Go through the data that follows and restate each line exactly as it reads.

[Source data]
════
PR #2983, opened 2026-08-18
fix: update selected inline content styling

matthewlipski:
# Summary

This PR removes the border from selected inline content and changes the background to a more visible color. Selected block styling remains the same.

## Rationale

The current selected inline content styling looks off.

## Changes

- Added CSS rule.

## Impact

N/A

## Testing

N/A

## Screenshots/Video

Before:

image

After:

image

## Checklist

## Summary by CodeRabbit

- **Style**
  - Improved visual highlighting for selected inline elements with a darker translucent background.
  - Removed the inset border from inline selections while preserving existing styling for other selected elements.

### DIFF
--- a/packages/core/src/editor/Block.css
+++ b/packages/core/src/editor/Block.css
@@ -45,6 +45,11 @@ BASIC STYLES
   pointer-events: none;
 }
 
+.bn-inline-content .ProseMirror-selectednode::after {
+  background-color: rgba(100, 160, 255, 0.3);
+  box-shadow: none;
+}
+
 .bn-block-content::before {
   content: "";
   margin-right: 0;


YousefED:
Nice. Tested on both dark and light mode? seems like those should be different colors, right?

nperez0111:
I wonder if it would've been better as an outline rather than a border?

matthewlipski:
> Nice. Tested on both dark and light mode? seems like those should be different colors, right?

Color is the same for both because it's a translucent overlay, so it looks different on light and dark mode because the light/dark background is still visible behind it.

> I wonder if it would've been better as an outline rather than a border?

Tried that but wasn't a fan. For selected inline content to look good with a border you'd need to add padding, else the border can overlap content inside. The added padding then looks weird when the inline content isn't selected, as there is additional empty space before and after. I briefly considered adding the padding only when selected but having text around the inline content get repositioned because of it felt janky.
════
**Solution to the problem**
PR #2983, opened 2026-08-18
fix: update selected inline content styling

matthewlipski:
# Summary

This PR removes the border from selected inline content and changes the background to a more visible color. Selected block styling remains the same.

## Rationale

The current selected inline content styling looks off.

## Changes

- Added CSS rule.

## Impact

N/A

## Testing

N/A

## Screenshots/Video

Before:

image

After:

image

## Checklist

## Summary by CodeRabbit

- **Style**
  - Improved visual highlighting for selected inline elements with a darker translucent background.
  - Removed the inset border from inline selections while preserving existing styling for other selected elements.

### DIFF
--- a/packages/core/src/editor/Block.css
+++ b/packages/core/src/editor/Block.css
@@ -45,6 +45,11 @@ BASIC STYLES
   pointer-events: none;
 }
 
+.bn-inline-content .ProseMirror-selectednode::after {
+  background-color: rgba(100, 160, 255, 0.3);
+  box-shadow: none;
+}
+
 .bn-block-content::before {
   content: "";
   margin-right: 0;


YousefED:
Nice. Tested on both dark and light mode? seems like those should be different colors, right?

nperez0111:
I wonder if it would've been better as an outline rather than a border?

matthewlipski:
> Nice. Tested on both dark and light mode? seems like those should be different colors, right?

Color is the same for both because it's a translucent overlay, so it looks different on light and dark mode because the light/dark background is still visible behind it.

> I wonder if it would've been better as an outline rather than a border?

Tried that but wasn't a fan. For selected inline content to look good with a border you'd need to add padding, else the border can overlap content inside. The added padding then looks weird when the inline content isn't selected, as there is additional empty space before and after. I briefly considered adding the padding only when selected but having text around the inline content get repositioned because of it felt janky.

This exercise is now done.